Dodał, że "torba z Biedronki jest doskonałym symbolem rządów Donalda Tuska, wszystkich jego afer, kłamstw, prób uciszania mediów i gigantycznej kasy w tle". - Chcemy, żeby torby zawieszone na klamkach biur PO przypominały, że próbowali oni puścić Polskę z torbami - mówił.

Zeznania Marcina W.

Prokuratura Krajowa upubliczniła w środę wieczorem na swojej stronie protokoły dotyczące zeznań wspólnika biznesowego skazanego za podsłuchy najważniejszych osób w państwie Marka Falenty - Marcina W.

Ujawnienie ma związek z m.in. z poniedziałkową publikacją "Newsweeka". Tygodnik napisał, że Marcin W. zeznał w śledztwie dotyczącym spółki, której współwłaścicielem był Falenta, że zanim taśmy nagrane w restauracji "Sowa i Przyjaciele" wstrząsnęły polską sceną polityczną, trafiły w rosyjskie ręce, a "prokuratura wszczyna śledztwo, ale unika wątku szpiegostwa" w tej sprawie.

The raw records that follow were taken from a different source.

PR #801, opened 2023-10-03
[Chore] Update Docs For subpath

guidiego:
> Expected to use it in hacktoberfest! 

The PR explains a smart way to lead with a subpath without a new directory-level

**Problems:** When using a subpath people may expect `/lang/subpath` which did not happen in this case.

#### Description
Related with:
Discord Talks: 

### ToDo
This is a smart/fast way to introduce the subpath, we keep need to make some changes to support lang before the subpath!

### DIFF
--- a/docs/src/content/docs/manual-setup.mdx
+++ b/docs/src/content/docs/manual-setup.mdx
@@ -102,26 +102,17 @@ If you have an existing Astro project, you can use Starlight to quickly add a do
 
 ### Use Starlight at a subpath
 
-To add all Starlight pages at a subpath, place all your docs content inside a subdirectory of `src/content/docs/`.
+To add all Starlight pages at a subpath, you could relay on top of Astro.js configurations. `base` and `assetPrefix`
 
-For example, if Starlight pages should all start with `/guides/`, add your content in the `src/content/docs/guides/` directory:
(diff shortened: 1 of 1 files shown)


docs/src/content/docs/manual-setup.mdx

We wtorek ws. publikacji "Newsweeka" wypowiedział się szef PO Donald Tusk. Przekonywał, że tylko komisja śledcza, niezależna od ministra sprawiedliwości Zbigniewa Ziobry i prezesa PiS Jarosława Kaczyńskiego, mogłaby wyjaśnić, na czym polega wpływ rosyjskich służb na energetyczną politykę PiS-u. Uznał też Marcina W. za wiarygodnego świadka.

Ujawnienie protokołów z zeznań

Minister sprawiedliwości Zbigniew Ziobro w związku z tym, że Tusk "publicznie postawił poważne oskarżenia wobec prokuratury dotyczące rzekomego zatajania informacji i zaniechań w śledztwie", zdecydował o ujawnieniu protokołów zeznań Marcina W.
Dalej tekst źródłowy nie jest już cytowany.